* The problem *
Your reply should consist solely of the lines from the start of the material below through the line containing "Anyway, the problem", reproduced exactly.
##### Records shown
PR #1642, opened 2020-10-26
Avoid sampler conflicts on bindless samplers with the same name

gdkchan:
The shader decompiler currently tries to find the source of the handles for bindless texture accesses. If it's a constant buffer, it turns it into a regular texture access, and instructs the GPU emulator to read the handle from the respective constant buffer, and bind it properly. If said analysis fails however, it will create a sampler for a handle at constant buffer 0 at offset 0 (those values comes from the fact that the values are not changed from their defaults).

Anyway, the problem is that when the analysis fails for multiple texture accesses, it's possible that multiple texture sampling operations with different sampler types will share the sampler/name. This is invalid and causes the shader compilation to fail. This adds the sampler type to the name of the sampler itself to disambiguate.

This is intended to be a stop-gap solution until we get proper bindless texture support.
This improves rendering on Super Mario Party.
Before:
image
After:
image
Obviously some bindless accesses are still broken, but with this change the shader at least compiles and the characters render.

### DIFF
--- a/Ryujinx.Graphics.Shader/CodeGen/Glsl/Declarations.cs
+++ b/Ryujinx.Graphics.Shader/CodeGen/Glsl/Declarations.cs
@@ -317,7 +317,7 @@ namespace Ryujinx.Graphics.Shader.CodeGen.Glsl
                     continue;
                 }
 
-                string samplerTypeName = GetSamplerTypeName(texOp.Type);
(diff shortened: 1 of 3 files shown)


Thog (approved):

riperiperi (approved):
Nice catch. LGTM!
##########
* Expected answer *
PR #1642, opened 2020-10-26
Avoid sampler conflicts on bindless samplers with the same name

gdkchan:
The shader decompiler currently tries to find the source of the handles for bindless texture accesses. If it's a constant buffer, it turns it into a regular texture access, and instructs the GPU emulator to read the handle from the respective constant buffer, and bind it properly. If said analysis fails however, it will create a sampler for a handle at constant buffer 0 at offset 0 (those values comes from the fact that the values are not changed from their defaults).

Anyway, the problem is that when the analysis fails for multiple texture accesses, it's possible that multiple texture sampling operations with different sampler types will share the sampler/name. This is invalid and causes the shader compilation to fail. This adds the sampler type to the name of the sampler itself to disambiguate.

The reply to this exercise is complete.